[Stored data]
PR #9574, opened 2019-12-04
Fix recovery with seed after visiting keycard recovery

rasom:
Steps to reproduce in `develop`:

- open "Recover with Keycard" screen
- go back
- open "Enter see phrase" screen and recover account
- see the next screen

status: ready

EXERCISE GOAL: Copy every entry exactly; no part may be left out.

ANSWER BOX:
PR #9574, opened 2019-12-04
Fix recovery with seed after visiting keycard recovery

rasom:
Steps to reproduce in `develop`:

- open "Recover with Keycard" screen
- go back
- open "Enter see phrase" screen and recover account
- see the next screen

status: ready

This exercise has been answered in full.